Policy support remains uneven. The Infrastructure Investment and Jobs Act authorized a $500 million program to construct clean energy demonstration projects on current or former mine lands, including energy storage and nuclear projects, according to the Environmental and Energy Study Institute. The Inflation Reduction Act’s energy community tax credits provide additional support for projects in former coal regions, but actual deployment depends on state regulators approving cost recovery for vertically integrated utilities or merchant developers securing power purchase agreements in competitive markets.

Coal communities see potential for employment continuity. The system can be installed in old coal mines, providing jobs for communities where mines have shuttered, according to Big Think. Technical skills in underground engineering, heavy equipment operation, and electrical systems transfer directly from mining to storage facility operation and maintenance.

“Underground PSH is an exciting opportunity, but we have to overcome challenges like chemical erosion and structural stability. Our modeling tools will help industry partners evaluate these risks and make informed decisions.”

– Thien Nguyen, Senior Researcher, Oak Ridge National Laboratory

What to Watch

Oak Ridge’s modeling tools will undergo validation through industry partnerships evaluating specific mine sites in Appalachia and the Midwest. The first commercial-scale underground PSH or UGES project will establish construction timelines, permitting duration, and actual capital costs against theoretical projections. Those figures determine whether the technology scales or remains a demonstration curiosity.

FEOC compliance deadlines will force decisions on domestic versus imported battery systems throughout 2026. Projects already in interconnection queues may pivot to non-lithium alternatives if supply chain restrictions or tariffs make battery economics unworkable. The gap between lithium-ion demand growth and FEOC-compliant domestic supply creates the opening for alternative storage technologies to gain market share.

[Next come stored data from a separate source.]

PR #5225, opened 2021-10-19
tools/dump_tool: Update the tool to accomodate loadable_apps crash point detection

thapav:
This patch adds the functionality where the crash logs are scanned for
address in the range of application text address range in addition to the
kernel crashes. If yes, it displays the point of crash for the respective
apps.

### DIFF
--- a/os/arch/arm/src/armv8-m/up_assert.c
+++ b/os/arch/arm/src/armv8-m/up_assert.c
@@ -495,6 +495,7 @@ void up_assert(const uint8_t *filename, int lineno)
 			lldbg("No heap corruption detected\n");
 		}
 	}
+	lldbg("Assert location (PC) : %08x\n", g_assertpc);
 #endif
 
 #if defined(CONFIG_BOARD_CRASHDUMP)
--- a/tools/debug/debugsymbolviewer.py
+++ b/tools/debug/debugsymbolviewer.py
@@ -89,7 +89,7 @@ def print_symbol(search_addr):
 	next_addr = 0x00000000
 	l = 0
 	h = len(symbol_lookup_table)
-	mid = (l + h) / 2
+	mid = (l + h) // 2
 
 	while (l <= h):
 		addr = symbol_lookup_table[mid - 1][0]
@@ -104,7 +104,7 @@ def print_symbol(search_addr):
 		else:
 			l = mid + 1
 
-		mid = (l + h) / 2
+		mid = (l + h) // 2
 
 	if (l > h):
 		if debug:
@@ -169,7 +169,7 @@ if (__name__ == '__main__'):
 
     setup_symbol_table(systemmap_path)
 
-    print('----------------------------------  DEBUG DISPLAY SYMBOLS -------------------------------')
+    print('------------------------------- DEBUG SYMBOLS IN TEXT RANGE -----------------------------')
     print('Dump_address\t Symbol_address\t  Symbol_name\tFile_name')
     parse_file(log_file)
     print('-----------------------------------------------------------------------------------------')
--- a/tools/debug/debugsymbolviewer.py
+++ b/tools/debug/debugsymbolviewer.py
@@ -19,9 +19,9 @@
 from __future__ import print_function
 from math import log
 import re
+import sys
 
-systemmap_path = '../../build/output/bin/System.map'		# System map file
-log_file = '../dump_tool/log_file'				# Crash log file
+bin_path = '../../build/output/bin/'		# System map file
 symbol_lookup_table = []	# Lookup table created from contents of system map file
 debug = False			# Variable to print debug logs
 pc_value = 0x00000000		# Program counter value
@@ -56,9 +56,9 @@ def setup_symbol_table(sm_file):
 					# Extract kernel text start & end addresses from the table
 					symbol = s[2].rstrip('\n')
 					if symbol == '_stext_flash':
-						flash_text_start_addr = hex(int(s[0], 16))
+						flash_text_start_addr = hex(int(s[0], 16) + int(offset,16))
 					if symbol == '_etext_flash':
-						flash_text_end_addr= hex(int(s[0], 16))
+						flash_text_end_addr= hex(int(s[0], 16) + int(offset,16))
 					if symbol == '_stext_ram':
 						is_ram_text = True
 						ram_text_start_addr = hex(int(s[0], 16))
@@ -67,13 +67,13 @@ def setup_symbol_table(sm_file):
 
 	if debug:
 		# Printing the Created Symbol table
-		print('~~~~~~~~~~~~~~~~~~~~~~~~ SYMBOL TABLE START ~~~~~~~~~~~~~~~~~~~~~')
+		print('\n~~~~~~~~~~~~~~~~~~~~~~~~ SYMBOL TABLE START ~~~~~~~~~~~~~~~~~~~~~')
 		for line in symbol_lookup_table:
 			print("{0:x} {1}".format(line[0], line[1]))
 		print('~~~~~~~~~~~~~~~~~~~~~~~~SYMBOL TABLE END   ~~~~~~~~~~~~~~~~~~~~~')
 
 		# Printing the kernel text address ranges in ram and flash areas
-		print('~~~~~~~~~~~~~~~~~~~~~~~~~~  KERNEL TEXT RANGE ~~~~~~~~~~~~~~~~~~~~~~~')
+		print('~~~~~~~~~~~~~~~~~~~~~~~~~~  TEXT ADDRESS RANGE ~~~~~~~~~~~~~~~~~~~~~~~')
 		print('flash_text_start_addr\t=\t', flash_text_start_addr)
 		print('flash_text_end_addr\t=\t', flash_text_end_addr)
 		if (is_ram_text):
@@ -88,7 +88,7 @@ def print_symbol(search_addr):
 	addr = 0x00000000
 	next_addr = 0x00000000
 	l = 0
-	h = len(symbol_lookup_table)
+	h = len(symbol_lookup_table) - 1
 	mid = (l + h) // 2
 
 	while (l <= h):
@@ -108,11 +108,11 @@ def print_symbol(search_addr):
 
 	if (l > h):
 		if debug:
-			print('Symbol not found for address: {0} in system map file'.format(hex(search_addr)))
+			print('Symbol not found for address: {0} in map file'.format(hex(search_addr)))
 
 
 # Function to check if address lies in the kernel text address range
-def is_kernel_text_address(address):
+def is_text_address(address):
 
 	# Check the address
 	if (address >= ram_text_start_addr and address < ram_text_end_addr) or (address >= flash_text_start_addr and address < flash_text_end_addr):
@@ -158,18 +158,30 @@ def parse_file(log_file):
 
 					stack_addr = int(sub_word,16)
 					# Check if the stack address lies in kernel text address range
-					if (is_kernel_text_address(hex(stack_addr))):
+					if (is_text_address(hex(stack_addr))):
 						#If yes, print it's corresponding symbol
+                                                stack_addr = stack_addr - int(offset,16)
 						print_symbol(stack_addr)
 
 
 #Execution starts here
 if (__name__ == '__main__'):
+
     # init
+    bin_path += sys.argv[1]
+    log_file = sys.argv[2]
+    offset = sys.argv[3]
+    is_kernel_crash = int(sys.argv[4])	# 1 if kernel crash, 0 in case of application crash
 
-    setup_symbol_table(systemmap_path)
+    if debug:
+        if (is_kernel_crash):
+           print("Is kernel crash : yes")
+        else:
+           print("Is application crash : yes")
+        print("Map file : " + bin_path)
+        print("Offset (text range start) : " + offset)
+    setup_symbol_table(bin_path)
 
-    print('------------------------------- DEBUG SYMBOLS IN TEXT RANGE -----------------------------')
     print('Dump_address\t Symbol_address\t  Symbol_name\tFile_name')
     parse_file(log_file)
     print('-----------------------------------------------------------------------------------------')
--- a/tools/dump_tool/HowToUseDumpTool.md
+++ b/tools/dump_tool/HowToUseDumpTool.md
@@ -308,7 +308,7 @@ binary_manager_send_request
 
 ----------------------------------------------------------
 
-~~~~~~~~~~~~~~~~~~~~~~~~~~~~~~~~~~  DEBUG DISPLAY SYMBOLS ~~~~~~~~~~~~~~~~~~~~~~~~~~~~~~~
+------------------------------- DEBUG SYMBOLS IN TEXT RANGE -----------------------------
 Dump_address	 Symbol_address	  Symbol_name	File_name
 0xe0072f3	 0xe007290 	  up_assert	/root/tizenrt/os/include/assert.h:211
 0xe04f0bn	 0xe04f028 	  __FUNCTION__.6571
@@ -340,7 +340,7 @@ os_start
 
 ----------------------------------------------------------
 
---------------------------- DEBUG SYMBOLS IN KERNEL TEXT RANGE -------------------------
+------------------------------- DEBUG SYMBOLS IN TEXT RANGE -----------------------------
 Dump_address	 Symbol_address	  Symbol_name	File_name
 0xe0542b3	 0xe0542a3 	  __FUNCTION__.6620
 0xe0086cd	 0xe0086cc 	  lowoutstream_putc	/root/product/.tizenrt/lib/libc/stdio/lib_lowoutstream.c:76
@@ -379,7 +379,7 @@ sched_get_priority_max
 
 ----------------------------------------------------------
 
---------------------------- DEBUG SYMBOLS IN KERNEL TEXT RANGE -------------------------
+------------------------------- DEBUG SYMBOLS IN TEXT RANGE -----------------------------
 Dump_address	 Symbol_address	  Symbol_name	File_name
 0xe006337	 0xe006310 	  lowvsyslog	/root/product/.tizenrt/os/include/syslog.h:263
 0xe0060c1	 0xe0060c0 	  lib_noflush	/root/product/.tizenrt/os/include/tinyara/streams.h:605
--- a/tools/dump_tool/HowToUseDumpTool.md
+++ b/tools/dump_tool/HowToUseDumpTool.md
@@ -265,6 +265,8 @@ Ramdump received successfully..!
 DumpParser Script provides two interfaces: CUI and GUI
 
 ### DumpParser using CUI
+
+#### To get call stack using RAM dump
 1. Run Ramdump Parser Script
 ```
 cd $TIZENRT_BASEDIR/tools/dump_tool/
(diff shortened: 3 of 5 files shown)


tools/dump_tool/ramdumpParser.py
```diff
@@ -44,12 +44,18 @@
...
+g_stext_app_wifi=0
+g_etext_app_wifi=0
 
 config_path = '../../os/.config'
 elf_path = '../../build/output/bin/tinyara'
 debug_cmd = 'addr2line'
 file_data = 'HeapInfo'
 heapinfo_path = '../../os/include/tinyara/mm/heapinfo_internal.h'
+MICOM_BIN_PATH='../../build/output/bin/micom_dbg'
+WIFI_BIN_PATH='../../build/output/bin/wifi_dbg'
```
sunghan-chang, line 58: We could use another name for the application. How about keeping them as default and providing the way to set the path and the name with opt?

sunghan-chang:
Could you add result logs of functionality added in the commit description?

tools/dump_tool/HowToUseDumpTool.md
```diff
@@ -272,6 +272,35 @@ python dumpParser.py -r $TIZENRT_BASEDIR/build/output/bin/ramdump_0x02020000_0x0
...
+```
+*************************************************************
+dump_file         : None
+log_file          : .log_file
+Tinyara_elf_file  : ../../build/output/bin/tinyara.axf
+*************************************************************
+
+Crash point in app is as follows:
+main
+/root/tizenrt/loadable_apps/loadable_sample/wifiapp/wifiapp.c:85
```
sangam-swami, line 294: in this example kernel and app crash is mixed, can you change to example for kernel only or app only

tools/dump_tool/ramdumpParser.py
sangam-swami: how about getting names from crash logs itself, if the elf_show_all_bin_addr print name as standard always

tools/dump_tool/ramdumpParser.py
```diff
@@ -498,6 +504,63 @@ def unwind_backtrace_with_framepointer(self, fp, sp, lr, pc, ss):
...
+                    # Last subword of word[2] contains the PC value
+                    pc_value = int(t[-1],16)
+                    #print('PC value : ', hex(pc_value))
+                    continue
+            # Read the app text address and size
+            if 'elf_show_all_bin_addr:' in line:
+                if '[micom]' in line:
+                    word = line.split(':')
+                    t = word[2].split(',')
+                    g_stext_app_micom = int(t[0], 16)
```
jeongchanKim, line 536: The name of app can be changed by user.
And we can consider the common binary also. 
So I think it is not good to fix the variable name as app name.
How about like this? `g_stext_app1`, `g_stext_app2`?

tools/dump_tool/ramdumpParser.py
jeongchanKim: We should consider the common binary also.

tools/dump_tool/ramdumpParser.py
```diff
@@ -498,6 +504,63 @@ def unwind_backtrace_with_framepointer(self, fp, sp, lr, pc, ss):
...
+    with open(log_file) as searchfile:
+        for line in searchfile:
+            if 'up_registerdump:' in line:
+                word = line.split(':')
+
+                # word[1] contains the register name i.e R0 or R8
+                reg = word[1].split()
+
+                if reg[0] == 'R8':
+                    t = word[2].split( )
```
jeongchanKim, line 520: Could you leave the comment that what is the `word[2]` indicates?

tools/dump_tool/HowToUseDumpTool.md
```diff
@@ -272,6 +272,35 @@ python dumpParser.py -r $TIZENRT_BASEDIR/build/output/bin/ramdump_0x02020000_0x0
 ```
 2. See the Output
 
+#### To display Debug Symbols
```
jeongchanKim, line 275: Could you add description about the option like `-e'?
There are many options, `-e`, `-t` and `-g`.
It is better to use if there is an explanation.

tools/dump_tool/HowToUseDumpTool.md
```diff
@@ -272,6 +272,35 @@ python dumpParser.py -r $TIZENRT_BASEDIR/build/output/bin/ramdump_0x02020000_0x0
...
+
+    ex)
+    $ python3 ramdumpParser.py -e ../../build/output/bin/tinyara.axf -t ./log_file
+
+Example Call Stack Output
+```
+*************************************************************
+dump_file         : None
+log_file          : .log_file
+Tinyara_elf_file  : ../../build/output/bin/tinyara.axf
```
jeongchanKim, line 289: Most of the other boards uses `tinyara` which is elf format.
Only rtl8721csm uses `.axf` format.
So I think it is better to guide to use `tinyara` instead of `tinyara.axf`.

tools/dump_tool/HowToUseDumpTool.md
thapav: These usages show up in case of a wrong argument. It is in the ramdumpParser script itself

tools/dump_tool/ramdumpParser.py
```diff
@@ -498,6 +504,113 @@ def unwind_backtrace_with_framepointer(self, fp, sp, lr, pc, ss):
...
+
+    print('')
+    print('----------------------------------------------------------')
+    print('App Crash point is as follows:')
+    address1 = hex(pc_value)
+    address2 = hex(lr_value)
+    result = 0
+
+    # Check for pc & lr values in app1 text address range
+    if (address1 >= g_stext_app1 and address1 < g_etext_app1):
```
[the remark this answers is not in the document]
jeongchanKim: We have a config for number of apps.
I think we can use this config and use the loop.

tools/dump_tool/ramdumpParser.py
```diff
@@ -40,16 +41,21 @@
...
+g_stext_ram = 0
+g_etext_ram = 0
+
+g_app_idx = 0 # To extract number of apps dynamically
+
+app_name = []
 
 config_path = '../../os/.config'
-elf_path = '../../build/output/bin/tinyara'
+elf_path = '../../build/output/bin/tinyara.axf'
```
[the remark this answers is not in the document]
sunghan-chang: You can read the ext from os/Make.defs.

tools/dump_tool/HowToUseDumpTool.md
```diff
@@ -265,13 +265,132 @@ Ramdump received successfully..!
...
+----------------------------------------------------------
+App Crash point is as follows:
+App name : app
+0x0000001a
+main
+/root/product/.tizenrt/loadable_apps/product_apps/default_app/app.c:45
+
+----------------------------------------------------------
+
+--------------------------- DEBUG SYMBOLS IN KERNEL TEXT RANGE -------------------------
```
jeongchanKim, line 346: As my understanding, the crash happens from app.
But in this log, it says `DEBUG SYMBOLS IN KERNEL TEXT RANGE`.
Please check this.

tools/debug/debugsymbolviewer.py
```diff
@@ -169,7 +169,7 @@ def parse_file(log_file):
 
     setup_symbol_table(systemmap_path)
 
-    print('----------------------------------  DEBUG DISPLAY SYMBOLS -------------------------------')
+    print('------------------------------- DEBUG SYMBOLS IN TEXT RANGE -----------------------------')
```
jeongchanKim, line 172: I think previous `DEBUG DISPLAY SYMBOLS` is enough.
Is there any special reason to print `TEXT RANGE`?

tools/dump_tool/HowToUseDumpTool.md
jeongchanKim: Please change the md file also based on your changes.

tools/dump_tool/HowToUseDumpTool.md
```diff
@@ -265,13 +265,132 @@ Ramdump received successfully..!
...
+PC_value	 Symbol_address	  Symbol_name	File_name
+0x218ec12	 0x2000000 	  __psram_image2_text_start__
+~~~~~~~~~~~~~~~~~~~~~~~~~~~~~~~~~~~~~~~~~~~~~~~~~~~~~~~~~~~~~~~~~~~~~~~~~~~~~~~~~~~~~~~~~
+```
+Example Call Stack Output for App crash is as follows:
+```
+*************************************************************
+dump_file         : None
+log_file          : log_file
+Tinyara_elf_file  : ../../../output/app_dbg
```
jeongchanKim, line 331: I think `elf_file` is enough.

tools/dump_tool/HowToUseDumpTool.md
```diff
@@ -373,3 +492,11 @@ Like BaudRate, StopBits, Parity, Databits, HardwareFlowControl.
...
         }
 ```
+## Abort parser vs dump parser tool
+
+1. The abort_parser prints all the valid addresses corresponding to the dump addresses in the stackdump retrieved from the dump logs using the addr2line command.
+
+2. The dump tool:
+a. Shows crash points corresponding to kernel/app crashes (using addr2line command).
+b. Shows symbols and addresses corresponding to the text address range in the stackdump for kernel/app stacks (using addr2line command).
+c. Shows the whole call stack corresponding to a crash in case of cortex R devices.
```
jeongchanKim, line 502: Can we use this even with `cortex R`?
In `ramdumpParser.py`, there is a condition like below
```
		# Get ARM arch family
		if ('CONFIG_ARCH_FAMILY="armv8-m"' in data) or ('CONFIG_ARCH_FAMILY="armv7-m"' in data):
			#If architecture is cortex M, then run debugsymbolviewer script
                        #It displays the debug symbols corresponding to all the addresses in the kernel text address range
			os.system("python ../debug/debugsymbolviewer.py")
			return None
```
If we can use with cortext R, what is the difference for using this tool between cortex M and R?

tools/dump_tool/HowToUseDumpTool.md
```diff
@@ -373,3 +492,11 @@ Like BaudRate, StopBits, Parity, Databits, HardwareFlowControl.
                 return -1;
         }
 ```
+## Abort parser vs dump parser tool
```
sunghan-chang, line 495: This is too Samsung internal specific. Noone understands what abort parser is. Let's remove this from this doc. Could you take two pics of each on confluence? how to execute and the output of the tool. And then write what is different and what is better.

tools/debug/debugsymbolviewer.py
thapav: Kishore had mentioned in one of the comments that its not clear which symbols are these exactly, hence renamed them

tools/dump_tool/HowToUseDumpTool.md
thapav: This is because we can't retrieve the whole call stack for cortex M.

00000000 <main>:
0:   e92d4800        push    {fp, lr}

Whereas we can retrieve it for cortex R >
 00000000 <main>:
 0:   b580            push    {r7, lr}

tools/dump_tool/HowToUseDumpTool.md
thapav: Updated both commit details and the md file

tools/debug/debugsymbolviewer.py
```diff
@@ -104,7 +104,7 @@ def print_symbol(search_addr):
 		else:
 			l = mid + 1
 
-		mid = (l + h) / 2
+		mid = (l + h) // 2
```
sunghan-chang, line 107: Is this right? two slash?

tools/dump_tool/HowToUseDumpTool.md
```diff
@@ -265,13 +265,169 @@ Ramdump received successfully..!
...
+----------------------------------------------------------
+App Crash point is as follows:
+App name : wifi
+0x00001492
+main
+/root/tizenrt/loadable_apps/loadable_sample/wifiapp/wifiapp.c:85
+
+0x00003367
+binary_manager_send_request
+/root/tizenrt/framework/src/binary_manager/binary_manager_interface.c:97
```
sunghan-chang, line 307: What is second info?

tools/debug/debugsymbolviewer.py
thapav: Yes this is floor division as per Python 3.x.

tools/dump_tool/HowToUseDumpTool.md
thapav: This shows the addr2line output based on R14 & R15 values

tools/dump_tool/HowToUseDumpTool.md
```diff
@@ -265,13 +265,169 @@ Ramdump received successfully..!
...
 cd $TIZENRT_BASEDIR/tools/dump_tool/
 python dumpParser.py -r $TIZENRT_BASEDIR/build/output/bin/ramdump_0x02020000_0x0210c800.bin -e $TIZENRT_BASEDIR/build/output/bin/tinyara -g 0
 ```
 2. See the Output
 
+#### To display Debug Symbols/Crash point using assert logs
+1. Copy crash logs
+    First copy the crash logs to a file named log_file in tools/dump_tool/`<log_file>`
+2. Run Script in tools/dump_tool path
+    $ python3 ramdumpParser.py -e `<Elf path>` -t `<Log file path>`
```
abhishek-samsung, line 281: Can you please add some more information here regarding what elf should be given? As I can see the app and common elf paths are generated using the app names that were fetched from the log file but still in the below few examples wifi_dbg and common_dbg were given as an argument.

thapav: This elf file information is for the rest of the dump parser functionality.
Getting call stack for cortex R devices, if below criteria is  is FALSE:
_if ('CONFIG_ARCH_FAMILY="armv8-m"' in data) or ('CONFIG_ARCH_FAMILY="armv7-m"' in data):_

But the exact crash point & debug display symbols do not need this information elf information just as you pointe dout, they are being fetched using the dynamic apps from the dump_logs

tools/dump_tool/HowToUseDumpTool.md
sunghan-chang: 1. As far as I know, pc register has current operation +4 (thumb) or +8 (arm) so that it does not show the location which causes the problem. Is there any need to print this?
2. No one knows what they mean. Please write they show info of R14 and R15.

thapav: 1. Yes, in case of no up_registerdump() we are getting approximate crash point using pc value only
2) Added appropriate description

tools/dump_tool/HowToUseDumpTool.md
```diff
@@ -265,13 +265,180 @@ Ramdump received successfully..!
...
+App name : app2
+0x000014d6
+main
+/root/tizenrt/loadable_apps/loadable_sample/wifiapp/wifiapp.c:121
+
+[Probable crash point corresponding to the R15 register value (PC) might be -4 or -8 bytes]
+App name : app2
+0x000014e5
+main
+/root/tizenrt/loadable_apps/loadable_sample/wifiapp/wifiapp.c:113
```
sunghan-chang, line 310: 1. I think non-familiar on ARM outweigh familiar on ARM. (I mean many peoples don't know ARM register itself)
How about writing the title like below?
```md
[ Caller - return address (LR) - of the function which makes the crash ]
```
2. I don't know what you intend at `(PC) might be -4 or -8 bytes`. Does user need to check -4 or -8 from the printed address? or Is it already checked in the printed?
3. Could you write the item name?
```md
app name : xx
code addr? symbol addr? : xx
function name : xx
file : xxx
```

tools/dump_tool/HowToUseDumpTool.md
```diff
@@ -272,6 +272,121 @@ python dumpParser.py -r $TIZENRT_BASEDIR/build/output/bin/ramdump_0x02020000_0x0
...
+0xe007733	 0xe0076e8 	  up_memfault	/root/tizenrt/os/arch/arm/src/armv8-m/up_memfault.c:116
+0x10012345	 0x1001232c 	  up_doirq	/root/tizenrt/os/arch/arm/src/armv8-m/up_doirq.c:91
+0x10012055	 0x10012014 	  exception_common	/root/tizenrt/os/arch/arm/src/armv8-m/up_exception.S:156
+0xe001e4f	 0xe001e4e 	  sem_freeholder	/root/tizenrt/os/kernel/semaphore/sem_holder.c:163
+
+PC_value	 Symbol_address	  Symbol_name	File_name
+0x218ec12	 0x2000000 	  __psram_image2_text_start__
+~~~~~~~~~~~~~~~~~~~~~~~~~~~~~~~~~~~~~~~~~~~~~~~~~~~~~~~~~~~~~~~~~~~~~~~~~~~~~~~~~~~~~~~~~
+```
+Example Call Stack Output for App crash is as follows:
```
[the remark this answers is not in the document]
sunghan-chang: What's difference between above and below?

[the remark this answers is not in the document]
thapav: Above result is on public repo, below one on ecode.

sunghan-chang:
There is a conflict. Could you resolve it?

tools/dump_tool/HowToUseDumpTool.md
sunghan-chang: As you know, my English is poor. When you take my suggestion, please re-write the sentence.

tools/dump_tool/HowToUseDumpTool.md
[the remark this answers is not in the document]
sunghan-chang: oh ok. then let's remove ecode sample. As I said before, no one knows what ecode is.

tools/dump_tool/HowToUseDumpTool.md
thapav: 1) [ Caller - return address (LR) - of the function which has caused the crash ] sounds ok ?
    Should I add this information as and when a match is found for PC & LR values after the existing log like below?
    [ Crash point corresponding to the R14 register value (LR) ]
    [ Caller - return address (LR) - of the function which has caused the crash ] 
2) User needs to check -4 or -8 from the printed address.
3) I will modify

os/arch/arm/src/armv8-m/up_assert.c
```diff
@@ -491,6 +491,7 @@ void up_assert(const uint8_t *filename, int lineno)
 	} else {
 		assert_pc = (uint32_t)g_assertpc;
 	}
+	lldbg("g_assertpc: %08x\n", g_assertpc);
```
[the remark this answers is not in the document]
thapav: 1) I will share these results.
2) Thank you for pointing it out, I think it is better to move it after the CONFIG_APP_BINARY_SEPARATION section.
3) So I kept it similar to below so that we can extract using the same symbol name:
        lldbg("sp:         %08x\n", sp);
        lldbg("stack base: %08x\n", ustackbase);
        lldbg("stack size: %08x\n", ustacksize);

It gives something as below:
up_assert: g_assertpc : 02100df9
up_dumpstate: sp:         02103d90
up_dumpstate: stack base: 02103e70
up_dumpstate: stack size: 00001fe4

We can rename it though. Please let me know what fits better.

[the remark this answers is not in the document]
sunghan-chang: sp, stack base, stack size are commonly used. but g_assertpc is not. asserted pc or something else is better I think.

tools/dump_tool/HowToUseDumpTool.md
sunghan-chang: > Should I add this information as and when a match is found for PC & LR values after the existing log like below?
[ Crash point corresponding to the R14 register value (LR) ]
[ Caller - return address (LR) - of the function which has caused the crash ]

Sorry I don't get your point.

loadable_apps/loadable_sample/micomapp/micomapp.c
```diff
@@ -36,6 +36,9 @@ int main(int argc, char **argv)
 int micomapp_main(int argc, char **argv)
 #endif
 {
+//volatile int *p = 0;
```
jeongchanKim, line 39: Please remove unnecessary lines.

os/kernel/init/os_start.c
```diff
@@ -605,6 +605,8 @@ void os_start(void)
 #endif
 
 	DEBUGVERIFY(os_bringup());
+volatile int *p = 0;
```
jeongchanKim, line 608: Same as above.

tools/debug/debugsymbolviewer.py
```diff
@@ -19,9 +19,10 @@
 from __future__ import print_function
 from math import log
 import re
+import sys
 
-systemmap_path = '../../build/output/bin/System.map'		# System map file
-log_file = '../dump_tool/log_file'				# Crash log file
+systemmap_path = '../../build/output/bin/'		# System map file
+log_file = '../dump_tool/log_file'			# Crash log file
```
jeongchanKim, line 25: I think it is better to take the argument, not fixed file name.

tools/dump_tool/ramdumpParser.py
```diff
@@ -498,6 +505,156 @@ def unwind_backtrace_with_framepointer(self, fp, sp, lr, pc, ss):
...
+                g_app_idx = g_app_idx + 1
+
+            # Get the number of applications loaded
+            if 'Assert location (PC) :' in line:
+                word = line.split(':')
+                #word[2] contains the g_assertpc value
+                g_assertpc = int(word[2].strip(),16)
+
+    if g_app_idx:
+        print('Number of applicaions :', g_app_idx)
```
jeongchanKim, line 555: applicaions -> applications

tools/debug/debugsymbolviewer.py
```diff
@@ -19,9 +19,10 @@
 from __future__ import print_function
 from math import log
 import re
+import sys
 
-systemmap_path = '../../build/output/bin/System.map'		# System map file
-log_file = '../dump_tool/log_file'				# Crash log file
+systemmap_path = '../../build/output/bin/'		# System map file
```
jeongchanKim, line 24: This path is not only for system map.
Let's rename it as output path or something general.

thapav: Modified

thapav:
@sunghan-chang 
Updated all the review comments.
Verified it with armv7-m & armv7-r as well. Shared the logs over email.

sunghan-chang (approved):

State integrated resource plans filed in the second half of 2026 will show whether utilities model mine-based storage as a viable capacity resource or continue to default to four-hour lithium-ion batteries. That modeling drives procurement decisions that shape what actually gets built between now and 2030. The difference between treating abandoned mines as liabilities or infrastructure assets plays out in these regulatory filings.